→ **WHAT NEEDS TO BE DONE**
Copy nothing but the lines below running from the line containing "feat: Key selection using PKCS #11 URI" through the line containing "- [ ] code cleanup", both end lines included.
BEGIN INPUT DATA
PR #3555, opened 2025-04-10
feat: Key selection using PKCS #11 URI

Bravo555:
## TODO

- [x] PKCS11 URI scheme parsing
- [x] selection of token by serial number and label and private key by label
- [x] select private key by id (need to handle percent encoding correctly)
- [x] tests
- [x] ~~require~~ warn a user ~~to provide a URI that uniquely identifies key to use~~ if there are multiple tokens/keys and URI is either not provided or not sufficiently precise (https://github.com/thin-edge/thin-edge.io/pull/3555#discussion_r2047408293)

## Follow-up

- [ ] warn user if used URI points to an object that is not a private key but the private key exists in the token
- [ ] code cleanup 

## Proposed changes

Allows the user to denote private key that will be used by `tedge-p11-server` for signing by a new optional `--uri` parameter.

The PKCS #&NoBreak;11 URI is explained in [RFC 7512](https://www.rfc-editor.org/rfc/rfc7512.html). It can be used to identify any cryptoki resource by its properties. In our case it's used to select a key, but the URI given by the user doesn't have to identify a key, but can identify e.g a token which we can select and ~~find its first~~ if the token contains only one private key, use that key.

## Types of changes

## Paste Link to the issue

- #3538 

## Checklist

### DIFF
--- a/crates/extensions/tedge-p11-server/Cargo.toml
+++ b/crates/extensions/tedge-p11-server/Cargo.toml
@@ -15,6 +15,7 @@ asn1-rs.workspace = true
 camino.workspace = true
 clap.workspace = true
 cryptoki.workspace = true
+percent-encoding.workspace = true
 postcard.workspace = true
 rustls.workspace = true
 sd-listen-fds.workspace = true
--- a/crates/extensions/tedge-p11-server/src/pkcs11.rs
+++ b/crates/extensions/tedge-p11-server/src/pkcs11.rs
@@ -46,26 +46,17 @@ impl Debug for CryptokiConfigDirect {
     }
 }
 
-#[derive(Debug)]
-pub enum Pkcs11SigningKey {
-    Rsa(RSASigningKey),
-    Ecdsa(ECSigningKey),
+#[derive(Debug, Clone)]
+pub struct Cryptoki {
+    context: Pkcs11,
+    config: CryptokiConfigDirect,
 }
 
-impl Pkcs11SigningKey {
-    pub fn from_cryptoki_config(
-        cryptoki_config: &CryptokiConfigDirect,
-    ) -> anyhow::Result<Pkcs11SigningKey> {
-        let CryptokiConfigDirect {
-            module_path,
-            pin,
-            // TODO(marcel): select modules by serial if multiple are connected
-            serial: _,
-        } = cryptoki_config;
-
-        debug!(%module_path, "Loading PKCS#11 module");
+impl Cryptoki {
+    pub fn new(config: CryptokiConfigDirect) -> anyhow::Result<Self> {
+        debug!(module_path = %config.module_path, "Loading PKCS#11 module");
         // can fail with Pkcs11(GeneralError, GetFunctionList) if P11_KIT_SERVER_ADDRESS is wrong
-        let pkcs11client = match Pkcs11::new(module_path) {
+        let pkcs11client = match Pkcs11::new(&config.module_path) {
             Ok(p) => p,
             // i want to get inner error but i don't know if there is a better way to do this
             Err(Error::LibraryLoading(e)) => {
@@ -78,18 +69,33 @@ impl Pkcs11SigningKey {
 
         pkcs11client.initialize(CInitializeArgs::OsThreads)?;
 
+        Ok(Self {
+            context: pkcs11client,
+            config,
+        })
+    }
+
+    pub fn signing_key(&self) -> anyhow::Result<Pkcs11SigningKey> {
+        let CryptokiConfigDirect {
+            pin,
+            // TODO(marcel): select modules by serial if multiple are connected
+            serial: _,
+            ..
+        } = &self.config;
+
         // Select first available slot. If it's not the one we want, the token
         // used in p11-kit-server should be adjusted.
-        let slot = pkcs11client
+        let slot = self
+            .context
             .get_slots_with_token()?
             .into_iter()
             .next()
             .context("Didn't find a slot to use. The device may be disconnected.")?;
-        let slot_info = pkcs11client.get_slot_info(slot)?;
-        let token_info = pkcs11client.get_token_info(slot)?;
+        let slot_info = self.context.get_slot_info(slot)?;
+        let token_info = self.context.get_token_info(slot)?;
         debug!(?slot_info, ?token_info, "Selected slot");
 
-        let session = pkcs11client.open_ro_session(slot)?;
+        let session = self.context.open_ro_session(slot)?;
         session.login(UserType::User, Some(pin))?;
         let session_info = session.get_session_info()?;
         debug!(?session_info, "Opened a readonly session");
@@ -110,6 +116,12 @@ impl Pkcs11SigningKey {
 
         Ok(key)
     }
+}
+
+#[derive(Debug)]
+pub enum Pkcs11SigningKey {
+    Rsa(RSASigningKey),
+    Ecdsa(ECSigningKey),
 }
 
 impl SigningKey for Pkcs11SigningKey {
--- a/crates/extensions/tedge-p11-server/src/pkcs11.rs
+++ b/crates/extensions/tedge-p11-server/src/pkcs11.rs
@@ -4,6 +4,8 @@
 //! - thin-edge: docs/src/references/hsm-support.md
 //! - PKCS#11: https://docs.oasis-open.org/pkcs11/pkcs11-base/v2.40/os/pkcs11-base-v2.40-os.html
 
+pub use cryptoki::types::AuthPin;
+
 use anyhow::Context;
 use asn1_rs::ToDer;
 use camino::Utf8PathBuf;
@@ -16,24 +18,24 @@ use cryptoki::object::AttributeType;
 use cryptoki::object::KeyType;
 use cryptoki::session::Session;
 use cryptoki::session::UserType;
-pub use cryptoki::types::AuthPin;
 use rustls::sign::Signer;
 use rustls::sign::SigningKey;
 use rustls::SignatureAlgorithm;
 use rustls::SignatureScheme;
+use tracing::debug;
 use tracing::trace;
+use tracing::warn;
 
 use std::fmt::Debug;
 use std::sync::Arc;
 use std::sync::Mutex;
-use tracing::debug;
-use tracing::warn;
 
 #[derive(Clone)]
 pub struct CryptokiConfigDirect {
     pub module_path: Utf8PathBuf,
     pub pin: AuthPin,
     pub serial: Option<Arc<str>>,
+    pub uri: Option<Arc<str>>,
 }
 
 impl Debug for CryptokiConfigDirect {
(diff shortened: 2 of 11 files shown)


crates/extensions/tedge-p11-server/Cargo.toml
```diff
@@ -15,6 +15,7 @@ asn1-rs.workspace = true
 camino.workspace = true
 clap.workspace = true
 cryptoki.workspace = true
+percent-encoding = "2.3.1"
```
reubenmiller, line 18: This probably needs to be a workspace dependency (to be in-line with other deps)

tests/RobotFramework/tests/pkcs11/private_key_storage.robot
```diff
@@ -31,6 +31,69 @@ Use Private Key in SoftHSM2 using tedge-p11-server
...
+    ...    certificates, we'll only be using one key and we'll only import it to the chosen token, keeping other tokens
+    ...    empty.
+
+    # configure tedge
+    Execute Command    tedge config set c8y.url "$(echo ${C8Y_CONFIG.host} | sed 's|https?://||g')"
+    Execute Command    tedge config set mqtt.bridge.built_in true
+    Execute Command    tedge config set device.cryptoki.mode socket
+
+    Execute Command
+    ...    cmd=printf 'TEDGE_DEVICE_CRYPTOKI_MODULE_PATH=%s\nTEDGE_DEVICE_CRYPTOKI_PIN=%s\nTEDGE_DEVICE_CRYPTOKI_URI=%s\n' "/usr/lib/softhsm/libsofthsm2.so" "123456" "" | sudo tee /etc/tedge/plugins/tedge-p11-server.conf
```
reubenmiller, line 48: It would be better to create a keyword in the robot file to set the configuration.

e.g. 

```
Set tedge-p11-server Configuration
    [Arguments]    ${pkcs11_url}
    Execute Command
    ...    cmd=printf 'TEDGE_DEVICE_CRYPTOKI_MODULE_PATH=%s\nTEDGE_DEVICE_CRYPTOKI_PIN=%s\nTEDGE_DEVICE_CRYPTOKI_URI=%s\n' "/usr/lib/softhsm/libsofthsm2.so" "123456" "${pkcs11_url}" | sudo tee /etc/tedge/plugins/tedge-p11-server.conf
```

Then use it in the tests like so (note the usage of named arguments here, e.g. `pkcs11_url=`):

```
Set tedge-p11-server Configuration     pkcs11_url=pkcs11:token=token1
```

tests/RobotFramework/tests/pkcs11/private_key_storage.robot
```diff
@@ -31,6 +31,69 @@ Use Private Key in SoftHSM2 using tedge-p11-server
...
+    Execute Command
+    ...    cmd=sudo env C8Y_USER='${C8Y_CONFIG.username}' C8Y_PASSWORD='${C8Y_CONFIG.password}' tedge cert upload c8y
+
+    Execute Command    tedge reconnect c8y
+
+    # expect failure if we try to use a token that doesnt exist
+    Execute Command
+    ...    cmd=printf 'TEDGE_DEVICE_CRYPTOKI_MODULE_PATH=%s\nTEDGE_DEVICE_CRYPTOKI_PIN=%s\nTEDGE_DEVICE_CRYPTOKI_URI=%s\n' "/usr/lib/softhsm/libsofthsm2.so" "123456" "pkcs11:token=asdf" | sudo tee /etc/tedge/plugins/tedge-p11-server.conf
+    Restart Service    tedge-p11-server
+    Run Keyword And Expect Error    *    Execute Command    tedge reconnect c8y
```
reubenmiller, line 61: Use `exp_exit_code=!0` instead of the Robotframework command, otherwise the tedge reconnect c8y will be run multiple times before it fails.

```suggestion
    Execute Command    tedge reconnect c8y    exp_exit_code=!0
```

tests/RobotFramework/tests/pkcs11/private_key_storage.robot
```diff
@@ -31,6 +31,69 @@ Use Private Key in SoftHSM2 using tedge-p11-server
...
+
+    Execute Command
+    ...    cmd=printf 'TEDGE_DEVICE_CRYPTOKI_MODULE_PATH=%s\nTEDGE_DEVICE_CRYPTOKI_PIN=%s\nTEDGE_DEVICE_CRYPTOKI_URI=%s\n' "/usr/lib/softhsm/libsofthsm2.so" "123456" "pkcs11:token=tedge" | sudo tee /etc/tedge/plugins/tedge-p11-server.conf
+    Restart Service    tedge-p11-server
+    Execute Command    tedge reconnect c8y
+
+    # generate some other keys on the token that has valid tedge key
+    Execute Command
```
reubenmiller, line 81: Using named arguments is much nicer than having to escape the `=` sign everywhere.

```
Execute Command
    ...    cmd=p11tool --set-pin=123456 --login --generate-privkey ECDSA --curve=secp256r1 --label "key2" "pkcs11:token=tedge"
```

tests/RobotFramework/tests/pkcs11/private_key_storage.robot
reubenmiller: Resolved by 29c496474acb2fb0daf2325fb456e88ffd926985

tests/RobotFramework/tests/pkcs11/private_key_storage.robot
reubenmiller: Resolved by 29c496474acb2fb0daf2325fb456e88ffd926985

tests/RobotFramework/tests/pkcs11/private_key_storage.robot
reubenmiller: Resolved by 29c496474acb2fb0daf2325fb456e88ffd926985

crates/extensions/tedge-p11-server/src/pkcs11.rs
```diff
@@ -78,38 +70,128 @@ impl Pkcs11SigningKey {
...
+                let Attribute::KeyType(keytype) = key_type else {
+                    anyhow::bail!("can't get key type");
+                };
+                let pkcs11 = PKCS11 {
+                    session: Arc::new(Mutex::new(session)),
+                };
+                match keytype {
+                    KeyType::EC => Pkcs11SigningKey::Ecdsa(ECSigningKey { pkcs11 }),
+                    KeyType::RSA => Pkcs11SigningKey::Rsa(RSASigningKey { pkcs11 }),
+                    _ => panic!("unsupported key type"),
```
didier-wenzek, line 141: Is a panic really appropriate here?

crates/extensions/tedge-p11-server/src/pkcs11.rs
```diff
@@ -78,38 +70,128 @@ impl Pkcs11SigningKey {
...
+                let pkcs11 = PKCS11 {
+                    session: Arc::new(Mutex::new(session)),
+                };
+                let key_type = get_key_type(pkcs11.clone()).context("Failed to read key")?;
+                trace!("Key Type: {:?}", key_type.to_string());
+                match key_type {
+                    KeyType::EC => Pkcs11SigningKey::Ecdsa(ECSigningKey { pkcs11 }),
+                    KeyType::RSA => Pkcs11SigningKey::Rsa(RSASigningKey { pkcs11 }),
+                    _ => {
+                        panic!("Unsupported key type. Only EC and RSA keys are supported");
```
didier-wenzek, line 154: Is a panic really appropriate here? I would return an error as this can be due to a misconfiguration.

crates/extensions/tedge-p11-server/src/pkcs11.rs
```diff
@@ -383,3 +465,102 @@ fn write_asn1_integer(writer: &mut dyn std::io::Write, b: &[u8]) {
...
+            let input = "pkcs11:token=The%20Software%20PKCS%2311%20Softtoken;\
+            manufacturer=Snake%20Oil,%20Inc.;\
+            model=1.0;\
+            object=my-certificate;\
+            type=cert;\
+            id=%69%95%3E%5C%F4%BD%EC%91;\
+            serial=\
+            ?pin-source=file:/etc/token_pin";
+
+            // let input = "pkcs11:model=SoftHSM%20v2;manufacturer=SoftHSM%20project;serial=5c1becd5222a84f6;token=token123;id=%01;object=object123;type=private";
```
didier-wenzek, line 549: Is there a plan to test also this input?

didier-wenzek (commented):
I will be happy to approve. There are small points still to address though.

crates/extensions/tedge-p11-server/src/pkcs11.rs
```diff
@@ -76,21 +77,40 @@ impl Cryptoki {
...
-        let slot = self
-            .context
-            .get_slots_with_token()?
+        let CryptokiConfigDirect { pin, uri, .. } = &self.config;
+
+        let uri_attributes = uri
+            .as_deref()
+            .map(|uri| uri::Pkcs11Uri::parse(uri).context("Failed to parse PKCS #11 URI"))
+            .transpose()?;
+        dbg!(&uri_attributes);
```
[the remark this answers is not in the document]
Bravo555: removed in 0208319f

crates/extensions/tedge-p11-server/src/pkcs11.rs
Bravo555: changed to `anyhow::bail!` in 0208319f

crates/extensions/tedge-p11-server/src/pkcs11.rs
Bravo555: changed to `anyhow::bail!` in 0208319f

crates/extensions/tedge-p11-server/src/pkcs11.rs
Bravo555: All of these attributes are already tested in the example above, so removed this comment in 0208319f.

tests/RobotFramework/tests/pkcs11/private_key_storage.robot
```diff
@@ -31,6 +31,63 @@ Use Private Key in SoftHSM2 using tedge-p11-server
...
+    # Upload the self-signed certificate
+    Execute Command
+    ...    cmd=sudo env C8Y_USER='${C8Y_CONFIG.username}' C8Y_PASSWORD='${C8Y_CONFIG.password}' tedge cert upload c8y
+
+    Execute Command    tedge reconnect c8y
+
+    # expect failure if we try to use a token that doesnt exist
+    Set tedge-p11-server Configuration    pkcs11_url=pkcs11:token=asdf
+    Restart Service    tedge-p11-server
+    Execute Command    tedge reconnect c8y    exp_exit_code=!0
```
didier-wenzek, line 59: There are so many reason for `tedge reconnect` to fail that I would assess that we really get the error we expect.

```suggestion
    ${stderr}=    Execute Command    tedge reconnect c8y    exp_exit_code=!0    stdout=false    stderr=true
    Should Contain    ${stderr}    tedge_p11_server
    Should Contain    ${stderr}    Failed to find a signing key: Didn't find a slot to use
```

tests/RobotFramework/tests/pkcs11/private_key_storage.robot
```diff
@@ -31,6 +31,63 @@ Use Private Key in SoftHSM2 using tedge-p11-server
...
+
+    # create tokens with no keys on them, so key selection fails if wrong token is selected
+    Execute Command    softhsm2-util --init-token --free --label token2 --pin "123456" --so-pin "123456"
+    Execute Command    softhsm2-util --init-token --free --label token3 --pin "123456" --so-pin "123456"
+    Execute Command    softhsm2-util --init-token --free --label token4 --pin "123456" --so-pin "123456"
+    Execute Command    softhsm2-util --init-token --free --label token5 --pin "123456" --so-pin "123456"
+    Execute Command    softhsm2-util --init-token --free --label token6 --pin "123456" --so-pin "123456"
```
didier-wenzek, line 66: I don't get the point of these fake tokens. The tests pass without those.

tests/RobotFramework/tests/pkcs11/private_key_storage.robot
Bravo555: fixed in a8a732e. The suite was also refactored a bit in the next commit so it should be a bit easier to read.

tests/RobotFramework/tests/pkcs11/private_key_storage.robot
Bravo555: removed in a8a732e.

This is a leftover I forgot to remove from the previous approach which I abandoned because it was bad. Currently when there are many keys, we just use the first one returned to us by the PKCS#11 implementation. The idea was to create many new tokens, such that one of them would be picked up as "first" and used and later return an error because it does not contain a key.

But relying on an arbitrary implementation-specific order is bad. In situations where there are many tokens/keys to be used and we can't automatically select a good one, we should fail right there and require a user to provide a URI that uniquely identifies a key to be used.

So the test was changed to explicitly point to a token without the key and then to a token with the correct key. As for actually returning an error where a key cannot be uniquely identified, it will be implemented in the next commit.

Bravo555: warning implemented in 7aa3921

didier-wenzek (approved):
Approved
END INPUT DATA
→ **RESPONSE**
feat: Key selection using PKCS #11 URI

Bravo555:
## TODO

- [x] PKCS11 URI scheme parsing
- [x] selection of token by serial number and label and private key by label
- [x] select private key by id (need to handle percent encoding correctly)
- [x] tests
- [x] ~~require~~ warn a user ~~to provide a URI that uniquely identifies key to use~~ if there are multiple tokens/keys and URI is either not provided or not sufficiently precise (https://github.com/thin-edge/thin-edge.io/pull/3555#discussion_r2047408293)

## Follow-up

- [ ] warn user if used URI points to an object that is not a private key but the private key exists in the token
- [ ] code cleanup 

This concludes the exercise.